The building of the insurance company Russia in Kharkiv destroyed by Russian bombing. Photo taken: 5th June 2022. | Photo (detail): Sadak Souici © picture alliance / ZUMAPRESS.com

What is the war in Ukraine doing to us helpless onlookers? Croatian writer Marko Pogačar gives a deeply personal account of how he experienced the day Russian troops invaded Ukraine.  

Days are dangerous. Every hour of every day, somebody dies. Diaries are equally dangerous: every page is a trap in which mistakes lie in wait, barely visible larvae that are bound to morph into a violent death sooner or later.

On 2nd August 1914, Kafka – the unhappy, precise, elaborate Kafka who sees literature as an axe for the frozen sea within us – made a terse and oft-quoted entry in his diary: “Germany has declared war on Russia. Went swimming in the afternoon.” The threshold to the First World War had just been crossed irrevocably. A complex concatenation of causes and impulses that would fundamentally shake up history and lead us to the world as we now know it had come to a head. The First World War would be the prelude to a second one, in which Kafka’s people were doomed to go up in smoke – “graves in the skies” that the Jews are forced to dig for themselves in Todesfuge (Paul Celan's Death Fugue). These mass murders and the silent Cold War that followed were to give rise to a geopolitical configuration whose consequences we have to live with today. The world has of course changed radically and profoundly since that warm afternoon in Prague in 1914. It has, in a sense, along with us, lost its apparent innocence.

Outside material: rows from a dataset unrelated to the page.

PR #26281, opened 2023-06-15
Don't orphan CEPs when node IP changes.

### LINKED ISSUE #25094: Cilium can fail to take over ownership of CEP if internal node IP of the local node changes on Cilium restart
# Description

It is possible for a node to change internal node IPs (observed on GKE, with preemptive nodes) and the "sync-to-k8s-ciliumendpoint" controller will be forever stuck on the following error msg:

```
level=warning msg="could not take ownership of existing ciliumendpoint" containerID=afc34c5868 controller="sync-to-k8s-ciliumendpoint (1412)" datapathPolicyRevision=162 desiredPolicyRevision=162 endpointID=1412 error="endpoint sync cannot take ownership of CEP that is not local (\"10.168.0.21\")" identity=1377 ipv4=10.28.0.101 ipv6= k8sPodName=default/curl-84f95b5f4b-mbk9v subsys=endpointsynchronizer
```

See the offending code here: https://github.com/cilium/cilium/blob/404bf818518ab9f1961cfe67cd43a3b1bf040130/pkg/k8s/watchers/endpointsynchronizer.go#L358

# User impact

* If Cilium was installed with the Cilium CLI, then installation will fail and trigger a rollback because the CLI detects that controllers are failing.
* Cilium will never be able to manage these workloads because of the error bailing out

# Additional thoughts

* It seems that the above code relies on the CEP UID and if not found, falls back to the node IP check.
* It's possible that the CEP UID was not restored properly in this case
  * Has it ever worked and have we always just been falling back to node IPs because those don't often change? Not obvious from the logs.
* I think the cases covered in `Test_updateCEPUID` from my read don't cover the case where a node IP is mismatching

### LINKED ISSUE #26279: Changing Node IP orphans CEPs

### What happened?

Repro: 

1. In an environment where cilium serializes EPs into tmpfs (eg `/var/run` - which is currently the case on some cloud providers)
2. When node IP changes (typically on reboot or suspend/resume in the cloud)
3. CEPs are orphaned by the restarted cilium 
4. This results in ip cache corruption and a disruption of pod to pod traffic 

Root cause: 

The [endpointsynchronizer](https://github.com/cilium/cilium/blame/main/pkg/k8s/watchers/endpointsynchronizer.go) is responsible for updating the status of the CEP on cilium restart. 

When the cilium restart is because of a node restart which results in a node IP change, the endpoint synchronizer gets into a soft deadlock. 

* The [UID check](https://github.com/cilium/cilium/blob/main/pkg/k8s/watchers/endpointsynchronizer.go#L344) fails because it compares the CEP's UID with the previously serialized CEP's UID. Since the CEP was serialized into tmpfs, this state is lost. 
* The [Node IP check](https://github.com/cilium/cilium/blob/main/pkg/k8s/watchers/endpointsynchronizer.go#L357) fails because the node IP has changed. 

Instead of comparing the CEP node ip with the node's ip, [this](https://github.com/cilium/cilium/pull/26281) poc looks up the pod for the CEP and uses its host IP. The latter is updated by the kubelet and hence avoids the deadlock.

Opening this issue for discussion on what the right fix should be. 
@tommyp1ckles 

### Cilium Version

Tested on 
```
Client: 1.12.6 098dd3b4ba 2023-05-15T14:15:53-07:00 go version go1.20.1 linux/amd64
Daemon: 1.12.6 098dd3b4ba 2023-05-15T14:15:53-07:00 go version go1.20.1 linux/amd64
```
But should repro on head based on code inspection 

### Kernel Version

5.15.65+

### Kubernetes Version

```
Client Version: version.Info{Major:"1", Minor:"27", GitVersion:"v1.27.3", GitCommit:"25b4e43193bcda6c7328a6d147b1fb73a33f1598", GitTreeState:"clean", BuildDate:"2023-06-14T09:53:42Z", GoVersion:"go1.20.5", Compiler:"gc", Platform:"linux/amd64"}
Kustomize Version: v5.0.1
Server Version: version.Info{Major:"1", Minor:"26", GitVersion:"v1.26.3-gke.1000", GitCommit:"f14ee8d868842856ce474ba2ebadece18a6ca6cf", GitTreeState:"clean", BuildDate:"2023-03-30T09:31:19Z", GoVersion:"go1.19.7 X:boringcrypto", Compiler:"gc", Platform:"linux/amd64"}
```

### Sysdump

_No response_

### Relevant log output

_No response_

### Anything else?

_No response_

### Code of Conduct

bprashanth:
See https://github.com/cilium/cilium/issues/26279 for context.

      GitHub issue.

Fixes: #26279

```release-note
Handles nodeIP changes when CEPs are checkpointed to tmpfs and the nodeIP changes across a reboot. 
```

### DIFF
--- a/pkg/k8s/watchers/endpointsynchronizer.go
+++ b/pkg/k8s/watchers/endpointsynchronizer.go
@@ -339,23 +339,38 @@ func updateCEPUID(scopedLog *logrus.Entry, e *endpoint.Endpoint, localCEP *ciliu
 	// If the Endpoint already owns the CEP (by holding the matching CEP UID reference) then we don't have to
 	// worry about other ownership checks.
 	//
-	// This will cover cases such as if the NodeIP changes (as with a reboot). In which case we can safely
-	// take ownership and overwrite the CEPs status.
+	// This will cover cases such as if the NodeIP changes (as with a reboot).
+	// In which case we can safely take ownership and overwrite the CEPs
+	// status. However if the cilium endpoints are lost on restart (eg the
+	// state files were previously checkpointed into tmpfs) this check will
+	// fail and we will rely on the next check to prevent us from hijacking
+	// CEPs.
 	cepUID := e.GetCiliumEndpointUID()
 	if cepUID == localCEP.UID {
 		return nil
 	}
 
-	var nodeIP string
-	if netStatus := localCEP.Status.Networking; netStatus == nil {
-		return fmt.Errorf("endpoint sync cannot take ownership of CEP that has no nodeIP status")
-	} else {
-		nodeIP = netStatus.NodeIP
-	}
-
 	// We do not want to take ownership of CEPs created on other Nodes.
-	if nodeIP != node.GetCiliumEndpointNodeIP() {
-		return fmt.Errorf("endpoint sync cannot take ownership of CEP that is not local (%q)", nodeIP)
+	// However we can't directly compare the CEP node ip with the node, because
+	// the node ip can change, orphaning the CEP. So we retrieve the pod for
+	// the CEP and compare its node IP with that of the node. The kubelet on
+	// this node will update the pod object appropriately, allowing this check
+	// to eventually go through.
+	//
+	// The intent here is to check if a given pod is running on the same node
+	// this cilium is running on before taking over its CEP.
+	nodeIP := node.GetCiliumEndpointNodeIP()
+	pod := e.GetPod()
+	if pod == nil {
+		return fmt.Errorf("endpoint sync cannot take ownership of CEP: no pod")
+	}
+	podHostIP := pod.Status.HostIP
+	if podHostIP == "" {
+		return fmt.Errorf("endpoint sync cannot take ownership of CEP: no pod HostIP")
+	}
+	if podHostIP != nodeIP {
+		return fmt.Errorf("endpoint sync cannot take ownership of CEP that is not local: CEP's pod %q, pod's hostIP %q, cilium nodeIP %q)",
+			e.GetK8sPodName(), podHostIP, nodeIP)
 	}
 
 	// If the endpoint has a CEP UID, which does not match the current CEP, we cannot take
--- a/pkg/k8s/watchers/endpointsynchronizer_test.go
+++ b/pkg/k8s/watchers/endpointsynchronizer_test.go
@@ -5,6 +5,7 @@ package watchers
 
 import (
 	"fmt"
+	"net"
 	"testing"
 
 	"github.com/sirupsen/logrus"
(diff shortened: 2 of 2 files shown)


pkg/k8s/watchers/endpointsynchronizer.go
```diff
@@ -339,23 +339,29 @@ func updateCEPUID(scopedLog *logrus.Entry, e *endpoint.Endpoint, localCEP *ciliu
...
-	if nodeIP != node.GetCiliumEndpointNodeIP() {
-		return fmt.Errorf("endpoint sync cannot take ownership of CEP that is not local (%q)", nodeIP)
+	// However we can't directly compare the CEP node ip with the node, because
+	// the node ip can change, orphaning the CEP. So we retrieve the pod for
+	// the CEP and compare its node IP with that of the node. The kubelet on
+	// this node will update the pod object appropriately, allowing this check
+	// to eventually go through.
+	// The intent here is to check if a given pod is running on the same node
+	// this cilium is running on before taking over its CEP.
+	nodeIP := node.GetCiliumEndpointNodeIP()
```
aojea, line 362: ~this function does not have any unit test~ I checked in the wrong place :)

, can we add one test case to cover this bug and avoid regression?

bprashanth: Yep, will add by EOD. Was just waiting for first pass comments.

bprashanth: Fixed and added unittests.

pkg/k8s/watchers/endpointsynchronizer.go
```diff
@@ -41,6 +41,21 @@ type EndpointSynchronizer struct {
...
+	NodeIP() string
+}
+
+// nodeAddressGetter implements NodeAddress.
+type nodeAddressGetter struct{}
+
+// NodeIP returns the node IP that will be referenced by CiliumEndpoints
+// with endpoints running on this node.
+func (n nodeAddressGetter) NodeIP() string {
+	return node.GetCiliumEndpointNodeIP()
```
aojea: I think that this can be mocked without need to do this dependency injection

`pkg/node/local_node_store.go`

> newTestLocalNodeStore

aojea:
@joestringer @christarazi  this is a pretty contained and small change that fix a bug we are hitting it in production, can you assign a reviewer?

joestringer:
@aojea is this ready for review? It's marked as draft. It looks like Chris is already assigned to review when it's ready for review.

aojea:
> @aojea is this ready for review? It's marked as draft. It looks like Chris is already assigned to review when it's ready for review.

upps sorry, didn't notice , @bprashanth ^^^

bprashanth:
@joestringer @christarazi it's ready for review. I removed "wip" from the title a while back, did i miss something else indicating the draft status?

bprashanth:
Ah apologies, I think I just had to click the button that said "this is not a draft". 
PATL.

pkg/k8s/watchers/endpointsynchronizer.go
```diff
@@ -334,28 +349,41 @@ func (epSync *EndpointSynchronizer) RunK8sCiliumEndpointSync(e *endpoint.Endpoin
...
+	// this node will update the pod object appropriately, allowing this check
+	// to eventually go through.
+	//
+	// The intent here is to check if a given pod is running on the same node
+	// this cilium is running on before taking over its CEP.
+	nodeIP := nadd.NodeIP()
+	if e.GetPod() == nil {
+		return fmt.Errorf("endpoint sync cannot take ownership of CEP: no pod")
+	}
+	podHostIP := e.GetPod().Status.HostIP
```
christarazi: Nit: 
```suggestion
	pod := e.GetPod() 
	if pod == nil {
		return fmt.Errorf("endpoint sync cannot take ownership of CEP: no pod")
	}
	podHostIP := pod.Status.HostIP
```

christarazi (approved):
LGTM pending on minor nit and Antonio's comment about not needing an extra dependency injection

pkg/k8s/watchers/endpointsynchronizer.go
```diff
@@ -339,23 +339,37 @@ func updateCEPUID(scopedLog *logrus.Entry, e *endpoint.Endpoint, localCEP *ciliu
...
-		nodeIP = netStatus.NodeIP
-	}
-
 	// We do not want to take ownership of CEPs created on other Nodes.
-	if nodeIP != node.GetCiliumEndpointNodeIP() {
-		return fmt.Errorf("endpoint sync cannot take ownership of CEP that is not local (%q)", nodeIP)
+	// However we can't directly compare the CEP node ip with the node, because
+	// the node ip can change, orphaning the CEP. So we retrieve the pod for
+	// the CEP and compare its node IP with that of the node. The kubelet on
+	// this node will update the pod object appropriately, allowing this check
```
tommyp1ckles, line 357: Just a thought, what are the core assumptions of how the Kubelet works that we'd be basing this on.  Are we confident that won't change in future releases?

pkg/k8s/watchers/endpointsynchronizer.go
```diff
@@ -339,23 +339,37 @@ func updateCEPUID(scopedLog *logrus.Entry, e *endpoint.Endpoint, localCEP *ciliu
 	// If the Endpoint already owns the CEP (by holding the matching CEP UID reference) then we don't have to
 	// worry about other ownership checks.
 	//
-	// This will cover cases such as if the NodeIP changes (as with a reboot). In which case we can safely
-	// take ownership and overwrite the CEPs status.
+	// This will cover cases such as if the NodeIP changes (as with a reboot).
+	// In which case we can safely take ownership and overwrite the CEPs
+	// status. However if the cilium endpoints were previously checkpointed
+	// into tmpfs this check will fail and we will rely on the next check to
```
tommyp1ckles: nit: For future readers, we could make this comment more general: any situation where Cilium might lose its state after a restart would cause similar problems.

pkg/k8s/watchers/endpointsynchronizer.go
bprashanth: The main assumption is that when/if the host ip changes, the kubelet will take notice and populate the updated hostIP in the Kubernetes pod object. Since hostIP is part of the api, I feel like if this isn't happening it would be a kubelet bug.

bprashanth:
@tommyp1ckles udpated comments, PTAL. I think I still need maintainer approval.

ldelossa:
All required tests passing. Merging.

pkg/k8s/watchers/endpointsynchronizer.go
aojea: the kubelet HostIP value is set at startup and inmutable after that, in order to change the IP, kubelet has to restart ref https://github.com/kubernetes/kubernetes/pull/93898

This affects hostNetwork pods, that inherit their PodIPs from the kubelet HostIPs.

If kubelet restarts with a new IP, all hostNetwork pods will have the new IP in the pod.status.PodIPs and pod.status.HostIP and the non-hostNetwork pods will have the new IP in pod.status.HostIP

julianwiedmann:
It's been a while - I'll go ahead and drop the `needs-backport` for `v1.13`. Please speak up if anyone still wants to tackle the backport.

No need to point out the obvious: when penning this diary entry, Kafka could not have guessed what lay ahead. We who enter 24th February 2022 in our casual diaries – just like these diarists who were gravitated towards paper on 1st September 1939 for the same reason – do not and will never have the same luxury again. This is a global and globally abominable world battered by the experiences of the 20th century - an instantaneous and interconnected world enlightened by the tiny red light of the nuclear threat. A world that we, as a society – to use an increasingly abandoned and forgotten catch-all term –, may find despairingly different when we wake up any morning.

Silent Stones

It’s of no importance to anyone but me how and why I remember this day. What should concern us all, however, is, above all, how its victims experienced and still experience it – those victims, that is, whose lives haven’t been taken by a crime in the meantime. Because this is precisely what these dark, noose-like knots of history come down to: people with first and last names are robbed of their lives and then get silent stones named after them.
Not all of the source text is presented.